Work out how many lines in the entries below include the word "EditableCatalogDb". Give nothing but the number.

Start of EXERCISE DATA

PR #223, opened 2024-11-15
Fix trollsched usage when not installed

### LINKED ISSUE #222: The `check_valid_data_fraction` plugin does not check for pytroll-schedule availability
Out of the two other plugin that use the pytroll-schedule package, `covers()`, has the same check, but `check_valid_data_fraction()` does not. These are also using a public `get_scene_coverage()` function.

_Originally posted by @pnuu in https://github.com/pytroll/trollflow2/issues/132#issuecomment-2478204485_

pnuu:
The `check_valid_data_fraction()` doesn't have a check whether pytroll-schedule is installed or not.

This PR adds the check, and makes the `get_scene_coverage()` helper function a private function to show it should not be called directly.

 - [x] Closes #222 
 - [x] Tests updated
 - [x] Tests passed 

### DIFF
--- a/trollflow2/plugins/__init__.py
+++ b/trollflow2/plugins/__init__.py
@@ -639,8 +639,8 @@ def _check_overall_coverage_for_area(
     Helper for covers().
     """
     area_path = "/product_list/areas/%s" % area
-    cov = get_scene_coverage(platform_name, start_time, end_time,
-                             sensor, area)
+    cov = _get_scene_coverage(platform_name, start_time, end_time,
+                              sensor, area)
     product_list['product_list']['areas'][area]['area_coverage_percent'] = cov
     if cov < min_coverage:
         logger.info(
@@ -654,7 +654,7 @@ def _check_overall_coverage_for_area(
                      f"{min_coverage:.2f}% - Carry on with {area:s}")
 
 
-def get_scene_coverage(platform_name, start_time, end_time, sensor, area_id):
+def _get_scene_coverage(platform_name, start_time, end_time, sensor, area_id):
     """Get scene area coverage in percentages."""
     overpass = Pass(platform_name, start_time, end_time, instrument=sensor)
     area_def = get_area_def(area_id)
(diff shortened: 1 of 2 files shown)


trollflow2/plugins/__init__.py
```diff
@@ -968,6 +968,11 @@ def check_valid_data_fraction(job):
     """
     logger.info("Checking valid data fraction.")
 
+    if get_twilight_poly is None:
+        logger.error("Trollsched import failed, calculation of valid data fraction not possible")
+        logger.info("Keeping all products")
+        return
```
gerritholl, line 974: This should be possible to test by monkeypatching the value of `get_twilight_poly`, shouldn't it?

gerritholl (changes requested):
Please add a unit test for the added lines if possible.

trollflow2/plugins/__init__.py
pnuu: I need to research what monkeypatching means.

gerritholl: I was thinking [`monkeypatch.setattr`](https://docs.pytest.org/en/6.2.x/reference.html#pytest.MonkeyPatch.setattr) should do the job and take care of restoring the original value after the test is completed.

pnuu: Yep, I'm looking at what the monkeypatch means and does.

pnuu: Test added in https://github.com/pytroll/trollflow2/pull/223/commits/07023a79121ae7d9a1f6e9156a38383b99cad84d

trollflow2/tests/test_trollflow2.py
```diff
@@ -2200,18 +2189,68 @@ def test_valid_filter(caplog, sc_3a_3b):
...
+
+    job, prods = _create_valid_filter_job_and_prods(sc_3a_3b)
+
+    with mock.patch("trollflow2.plugins._get_scene_coverage") as tpg, \
+            caplog.at_level(logging.DEBUG):
+        tpg.return_value = 100
+        check_valid_data_fraction(job)
+
+    assert "Trollsched import failed" in caplog.text
+    assert "Keeping all products" in caplog.text
```
pnuu, line 2237: This seems to work only if it is run by it self. If all the tests are run, the tests fails.

pnuu: Fixed in https://github.com/pytroll/trollflow2/pull/223/commits/4058756893421c247ad399895a6cf23cc9a7ecd6

mraspaud (approved):
LGTM! thanks for fixing this check and making the code better along the way!

PR #224, opened 2024-11-15
Put output dir to tmp_path

### LINKED ISSUE #155: Test directory not removed after tests
**Describe the bug**
A directory created during unit tests is not deleted.

**To Reproduce**

```
pytest .
```

**Expected behavior**
I would like the directory to be deleted

**Actual results**
A directory called `örülök, hogy megismerhetem` is left in the directory where the test was run.

A good solution would probably be to use pytest's `tmp_path` fixture.

@gerritholl I think that's one of the tests you added, right?

pnuu:
The `TestSaveDatasets.test_pop_unknown_args` is creating a Hungarian directory and not removing it. This PR fixes it by using `tmp_path` fixture.

 - [x] Closes #155 
 - [x] Tests modified
 - [x] Tests passed 


gerritholl (approved):
I didn't think with all the mocking anything would be created at all, but looks good to me.

PR #229, opened 2025-04-07
Migrate to pyproject.toml

mraspaud:
This PR replaces setup.py with pyproject, and uses hatchling as a build system


pyproject.toml
```diff
@@ -0,0 +1,53 @@
...
+[project]
+name = "trollflow2"
+dynamic = ["version"]
+description = "Pytroll workflow execution framework"
+readme = "README.md"
+license = { text = "GPLv3+" }
+requires-python = ">=3.9"
+authors = [
+    { name = "Martin Raspaud", email = "martin.raspaud@smhi.se" },
+]
```
pnuu, line 14: Should there be more authors listed?

pyproject.toml
```diff
@@ -0,0 +1,53 @@
...
+    "dpath>=2.1.0",
+    "posttroll>=1.10.0",
+    "pyorbital",
+    "pyyaml",
+    "satpy>=0.32.0",
+    "trollsift",
+]
+
+[project.scripts]
+satpy_cli = "trollflow2.cli:cli"
```
pnuu, line 33: `satpy_launcher.py` needs to be included (and removed from `bin/`).

pnuu (changes requested):

pyproject.toml
mraspaud: Absolutely, I just did an automatic migration with hatch for the most, didn't look too much at the metadata sorry

PR #240, opened 2025-09-12
Fix automatic upload of new releases

mraspaud:
Release of 0.17 automatic upload did not go through sdist since setup.py was removed.


mraspaud:
> 🤦‍♂️ I should have caught this.

No worries.

For the record, I uploaded the dist packages manually, so there is no rush in making a new release.

PR #241, opened 2025-09-24
Fix version where area and writer imports were changed

pnuu:
While testing for upcoming processing updates, I noticed that I still got warnings about some imports being from the "old" Satpy packages. The reason was that the Satpy version number was set to `0.59.0` while the changes were already in `0.58.0`.

 - [ ] Closes #xxxx 
 - [ ] Tests added  
 - [ ] Tests passed 
 - [ ] Fully documented 


mraspaud (approved):
LGTM

PR #244, opened 2026-01-20
Support python 3.14

mraspaud:
With new handling of multiprocessing and forking, python 3.14 broke a few things in trollflow2.

This PR fixes it.

 - [ ] Tests passed


pnuu (approved):
LGTM.

So the `Manager` didn't work when it was a global varible, and the cache usage fixes it?

PR #7917, opened 2025-04-02
Core Backend : ES Modules

pankhur94:


pankhur94:
We changed our core-bentley package to module system, while re building the repo, Bentley package builds successfully, however, some depenedent package fail to build with the following issue
I tried providing different types file for both cjs and esm build using export map, 
"exports": {
    ".": {
      "require": {
        "types": "./lib/cjs/core-bentley",
        "default": "./lib/cjs/core-bentley.js"
      },
      "import": {
        "types": "./lib/esm/core-bentley",
        "default": "./lib/esm/core-bentley.js"
      }
    }
  }, but the issue still persists.
Anyone have any idea what could this be?

mayank99:
I'm not familiar with this codebase, but it looks like a TypeScript issue. The packages that are consuming `@itwin/core-bentley` are expecting some types (likely CJS) that don't match what is being imported (likely ESM).

grigasp:
> We changed our core-bentley package to module system, while re building the repo, Bentley package builds successfully, however, some depenedent package fail <..>

I'm not seeing this issue with `presentation-backend`, but I do with `presentation-frontend` package, and it's also related to `BeEvent` as yours:
```
src/test/PresentationManager.test.ts:97:63 - error TS2322: Type 'import("/home/grigas/itwinjs-core/core/bentley/lib/esm/BeEvent", { with: { "resolution-mode": "import" } }).BeEvent<(_imodel: import("/home/grigas/itwinjs-core/core/frontend/lib/cjs/IModelConnection").IModelConnection) => void>' is not assignable to type 'import("/home/grigas/itwinjs-core/core/bentley/lib/cjs/BeEvent").BeEvent<(_imodel: import("/home/grigas/itwinjs-core/core/frontend/lib/cjs/IModelConnection").IModelConnection) => void>'.
  Types have separate declarations of a private property '_listeners'.
```

From the paths in the error you can clearly see that `BeEvent` that tests use is from `esm`, but `IModelConnection` and its `onClose` `BeEvent` type are coming from `cjs`. And the tests are trying to assign an instance of ESM `BeEvent` to a property that is CJS `BeEvent`. From TS perspective these are 2 different types, and it rightfully complains.

I think this is happening because, with your changes, `core-bentley` package now properly supports ESM, and that makes our tests use ESM instead of CJS. On the other hand, `core-frontend` doesn't have proper ESM support, and the tests still use its CJS version, and all its dependencies are also from CJS, including `BeEvent` from `core-bentley`.

So I think you'll have to start from the top and then move deeper into the stack. E.g. `core-bentley` can be fixed only when you fix all packages that have dependency on it.

pankhur94:
> > We changed our core-bentley package to module system, while re building the repo, Bentley package builds successfully, however, some depenedent package fail <..>
> 
> I'm not seeing this issue with `presentation-backend`, but I do with `presentation-frontend` package, and it's also related to `BeEvent` as yours:
> 
> ```
> src/test/PresentationManager.test.ts:97:63 - error TS2322: Type 'import("/home/grigas/itwinjs-core/core/bentley/lib/esm/BeEvent", { with: { "resolution-mode": "import" } }).BeEvent<(_imodel: import("/home/grigas/itwinjs-core/core/frontend/lib/cjs/IModelConnection").IModelConnection) => void>' is not assignable to type 'import("/home/grigas/itwinjs-core/core/bentley/lib/cjs/BeEvent").BeEvent<(_imodel: import("/home/grigas/itwinjs-core/core/frontend/lib/cjs/IModelConnection").IModelConnection) => void>'.
>   Types have separate declarations of a private property '_listeners'.
> ```
> 
> From the paths in the error you can clearly see that `BeEvent` that tests use is from `esm`, but `IModelConnection` and its `onClose` `BeEvent` type are coming from `cjs`. And the tests are trying to assign an instance of ESM `BeEvent` to a property that is CJS `BeEvent`. From TS perspective these are 2 different types, and it rightfully complains.
> 
> I think this is happening because, with your changes, `core-bentley` package now properly supports ESM, and that makes our tests use ESM instead of CJS. On the other hand, `core-frontend` doesn't have proper ESM support, and the tests still use its CJS version, and all its dependencies are also from CJS, including `BeEvent` from `core-bentley`.
> 
> So I think you'll have to start from the top and then move deeper into the stack. E.g. `core-bentley` can be fixed only when you fix all packages that have dependency on it.

We are actually moving the other way round, for ex, we start with the package with least dependencies i.e. core-bentley, core-geometry and upwards. But yes, I do agree that the reason you explained is correct. As soon as well convert all the dependencies of presentation-backend i.e. core-bentley, core-backend etc to esm, the issue is resolved.

pankhur94:
completed in https://github.com/iTwin/itwinjs-core/pull/7866

PR #7928, opened 2025-04-04
Move HubMock to internal and delete CloudSqliteMock

tcobbs-bentley:
Move HubMock to the internal directory and stop exporting it from core-backend. iTwin Studio will now need to do a deep import in their tests:

```ts
import { HubMock } from "@itwin/core-backend/lib/cjs/internal/HubMock";
```

Refactor CheckpointManager and HubMock such that CloudSqliteMock.ts is no longer needed.


kabentley:
Frankly, neither one should be part of the core package. SamW just added HubMock because he needed it and didn't have any other way. I think there should be a "backend-test" package or something.

tcobbs-bentley:
> Frankly, neither one should be part of the core package. SamW just added HubMock because he needed it and didn't have any other way. I think there should be a "backend-test" package or something.

@aruniverse feels that moving HubMock into the `test` directory (which isn't published) and updating our tests to import it with a deep link would be a better solution.

kabentley:
> @aruniverse feels that moving HubMock into the test directory (which isn't published) and updating our tests to import it with a deep link would be a better solution.

But it is used by other projects for *their* tests.

pmconne:
Please strongly consider putting it in src/internal/.
(We should also put HubMock.ts there and stop exporting it from core-backend.ts - these mocks should not be part of the package's public API).

kabentley:
> Please strongly consider putting it in src/internal/.

That's equivalent to where it started. Then, when people started working on ITwinStudio apps, they needed a way to use these Mocks to test *their* apps. Hence the current mess.

tcobbs-bentley:
> > Please strongly consider putting it in src/internal/.
> 
> That's equivalent to where it started. Then, when people started working on ITwinStudio apps, they needed a way to use these Mocks to test _their_ apps. Hence the current mess. I don't know the solution, because if it is a separate package it will depend on core-backend, but it is used by core-backend's build.

Given that HubMock _is_ internal, why is requiring iTwin Studio apps to do a deep import from internal unacceptable?

kabentley:
> Given that HubMock is internal, why is requiring iTwin Studio apps to do a deep import from internal unacceptable

I confess I don't even know what that means, but having iTwinStudio depend on something internal from core doesn't sound right to me. 

I just want to make everyone aware that HubMock is used by iTS (but only by iTS, to be clear), so it can't "just be part of core-backend's internal test framework".

tcobbs-bentley:
> > Given that HubMock is internal, why is requiring iTwin Studio apps to do a deep import from internal unacceptable
> 
> I confess I don't even know what that means, but having iTwinStudio depend on something internal from core doesn't sound right to me.
> 
> I just want to make everyone aware that HubMock is used by iTS (but only by iTS, to be clear), so it can't "just be part of core-backend's internal test framework".

I mean that instead of importing HubMock directly from core-backend, it would instead be imported like this:

```ts
import { HubMock } from "@itwin/core-backend/lib/cjs/internal/HubMock"
```

kabentley:
> import { HubMock } from "@itwin/core-backend/lib/cjs/internal/HubMock"

Yuk.

My point is that HubMock is only useful for tests, it should *not* be delivered with the core-backend package. Sam added it to the public api for convenience over my objections so iTwinStudio could use it.

I don't understand what "CloudSqliteMock" is, nor why HubMock should depend on it (it looks to me like it should be called "CheckpointMock"?)  But it clearly can not be a part of the core package since it depends on "sinon". There should be a new package "backend-tests" that can be included with a dev dependency. The tricky part is that the tests in core-backend use HubMock, hence it's original location in its test directory.

tcobbs-bentley:
> Please strongly consider putting it in src/internal/. (We should also put HubMock.ts there and stop exporting it from core-backend.ts - these mocks should not be part of the package's public API).

I have done as you suggest, and moved both into `internal`. I also updated `CloudSqliteMock` so that it only loads `sinon` at run-time if you call `CloudSqliteMock.startup` (called from `HubMock.startup`), so it should only depend on `sinon` in cases where `sinon` is already present.

kabentley:
@tcobbs-bentley I just pushed a change to eliminate CloudSqliteMock and the use of sinon in core-backend. I still would prefer to find a way to move HubMock out of core-backend entirely, but that would take more work.

BTW, since there is no way to upload checkpoints, I don't see any way tests can use the "openCheckpoint" path at all other than for V0, and I don't see any tests doing that. Did you have a way to test it?

tcobbs-bentley:
> @tcobbs-bentley I just pushed a change to eliminate CloudSqliteMock and the use of sinon in core-backend. I still would prefer to find a way to move HubMock out of core-backend entirely, but that would take more work.

Thanks. That's obviously a better solution.

> BTW, since there is no way to upload checkpoints, I don't see any way tests can use the "openCheckpoint" path at all other than for V0, and I don't see any tests doing that. Did you have a way to test it?

I'm not sure what you mean by this. `full-stack-tests/backend/src/integration/Checkpoints.test.ts` has four calls to `SnapshotDb.openCheckpoint` (which pass in this branch), and I can't find any other classes that have an `openCheckpoint` function.

kabentley:
> full-stack-tests/backend/src/integration/Checkpoints.test.ts has four calls to SnapshotDb.openCheckpoint

But those tests don't use HubMock, right?

kabentley:
HubMock changes the implementation of `V2CheckpointManager.attach` (via _mockCheckpointAttach). That's only used by `SnapshotDb.openCheckpoint`. No tests that use HubMock ever attempts to open a checkpoint (of course that was also true of the previous implementation before you removed V1 checkpoints).

That's ok, I really don't think anyone using HubMock can do much with Checkpoints since there's no way to upload them other than with V0. But, there could be a test that tries opening V0.

aruniverse (approved):

kabentley:
But that test doesn't use HubMock either (even though for some reason it stubs in HubMock IModelHost.hubAccess.)

It never calls HubMock.startup/shutdown. I can't tell why your previous implementation would have be called, but it certainly doesn't use this implementation. It "fakes" a SnapshotDb and uses nonsense for the ChangesetId so HubMock wouldn't know what to do with it.

PR #7933, opened 2025-04-07
Add CatalogIModels api

kabentley:
Adds support for creating, versioning, editing, and opening CatalogIModels.
Could use some help creating a learning article for this. I'm not going to do that.
Also moved semver versioning from workspace API to `CloudSqlite`.
Also changed a bunch of error types into `ITwinError`s.


calebmshafer:
thanks for the PR @kabentley! I haven't had a chance most of this week to review yet - I'll take some dedicated time this afternoon to review.

core/backend/src/CatalogIModel.ts
```diff
@@ -0,0 +1,327 @@
...
+    if (args.prefetch)
+      CloudSqlite.startCloudPrefetch(container, dbFullName);
+
+    return EditableCatalogDb.openFile(dbFullName, OpenMode.ReadWrite, { container, ...args }) as EditableCatalogDb;
+  }
+
+  /**
+   * Open a CatalogIModel for read access.
+   */
+  export async function openReadonly(args: CatalogIModelTypes.OpenArgs): Promise<StandaloneDb & ReadCatalog> {
```
pmconne, line 267: I'm curious about the motivation for exposing this as `StandaloneDb & ReadCatalog` vs just exposing `CatalogDb` as a subclass of `StandaloneDb`. Can somebody do something useful with a `ReadCatalog` by itself?

kabentley: I didn't want to export `CatalogDb` so nobody could create instances of it (or `EditableCatalogDb`) directly.

pmconne: If that's important on the back-end, why does the front-end just provide `CatalogConnection` as a subclass of `BriefcaseConnection`?
It looks like if I opened a `CatalogConnection` as read-only and called its `updateCatalogManifest` method, I would get a very confusing error from the backend (via `CatalogIModelHandler`) about `updateCatalogManifest` being `undefined`. (`findCatalogByKey` asserts the result is an `EditCatalog` but it's only a `CatalogDb` if opened read-only).

pmconne: See if you like [this](https://github.com/iTwin/itwinjs-core/pull/7933/commits/c60094e9dbf4c618d503ce1ae14de4a3d0db54cf) better for backend. `CatalogIModel` extends *only* the non-static *interface* of `StandaloneDb` and adds catalog-specific methods.

pmconne: Made similar changes on front-end.

pmconne (approved):

pmconne:
@kabentley what remains to be done for this to merge? @Josh-Schifter @williamkbentley have you had a chance to take a look?

core/frontend/src/NativeApp.ts
```diff
@@ -66,6 +66,7 @@ export class NativeApp {
 
   /** A Proxy to call one of the [NativeAppFunctions]($common) functions via IPC. */
   public static nativeAppIpc = IpcApp.makeIpcProxy<NativeAppFunctions>(nativeAppIpcStrings.channelName);
+  public static catalogIpc = IpcApp.makeIpcProxy<CatalogIModel.IpcMethods, CatalogIModel.IpcChannel>("catalogIModel/ipc");
```
williamkbentley, line 69: should prob be `CatalogIModel.IpcChannel` from common

full-stack-tests/core/src/frontend/standalone/CatalogConnection.test.ts
```diff
@@ -0,0 +1,192 @@
...
+      await expect(CatalogConnection.createNewContainer({ localCatalogFile, version: "1.0.0", iTwinId, manifest, metadata })).rejectedWith("only admins may create containers");
+
+      await coreFullStackTestIpc.setAzTestUser("admin");
+      // verify that illegal dbNames are rejected
+      await expect(CatalogConnection.createNewContainer({ localCatalogFile, dbName: "a:b", version: "1.0.0", iTwinId, manifest, metadata })).rejectedWith("invalid dbName");
+      // verify that an illegal initial version is rejected
+      await expect(CatalogConnection.createNewContainer({ localCatalogFile, version: "not a version", iTwinId, manifest, metadata })).rejectedWith("invalid version specification");
+
+      // create a container for our tests. The initial version is supplied as "1.0.0"
+      const newContainer = await CatalogConnection.createNewContainer({ localCatalogFile, version: "1.0.0", iTwinId, manifest, metadata });
```
williamkbentley, line 67: Will this create a similar problem to workspaceDbs where now v1.0.0 is both empty and immutable?

core/backend/src/CatalogDb.ts
```diff
@@ -0,0 +1,333 @@
...
+      nativeDb.resetBriefcaseId(BriefcaseIdValue.Unassigned); // catalogs should always be unassigned
+      nativeDb.saveChanges(); // save change to briefcaseId
+      nativeDb.vacuum();
+      nativeDb.closeFile();
+    } catch (e: unknown) {
+      CatalogError.throwError("invalid-seed-catalog", { message: "Illegal seed catalog", ...args, cause: e });
+    }
+
+    const userToken = await IModelHost.getAccessToken();
+    // create tne new container from the blob service, requires "admin" authorization
```
williamkbentley, line 194: typo

williamkbentley (commented):
So CatalogIModels can only live in the BlobContainer.ContainerService such as the Storage Container Service?

kabentley:
> So CatalogIModels can only live in the BlobContainer.ContainerService such as the Storage Container Service?

Yes. Or in local files (mainly for testing), just like WorkspaceDbs.

core/frontend/src/NativeApp.ts
kabentley: `CatalogIModel.IpcChannel` is a type, not a string. It is used as the second argument to `makeIpcProxy`. This is a new approach to avoid adding objects to the common package.

full-stack-tests/core/src/frontend/standalone/CatalogConnection.test.ts
kabentley: When you call `createNewContainer` to create a new container for a catalog, you upload the initial version of it. That doesn't have to be empty. 

Then, you can supply the initial version number. The default is 0.0.0, which is a "prerelease" version. Like WorkspacesDbs, prerelease versions *are* editable.

This test supplies 1.0.0 to verify that you can override the default.

williamkbentley: ok cool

End of EXERCISE DATA

**EXPECTED ANSWER**
2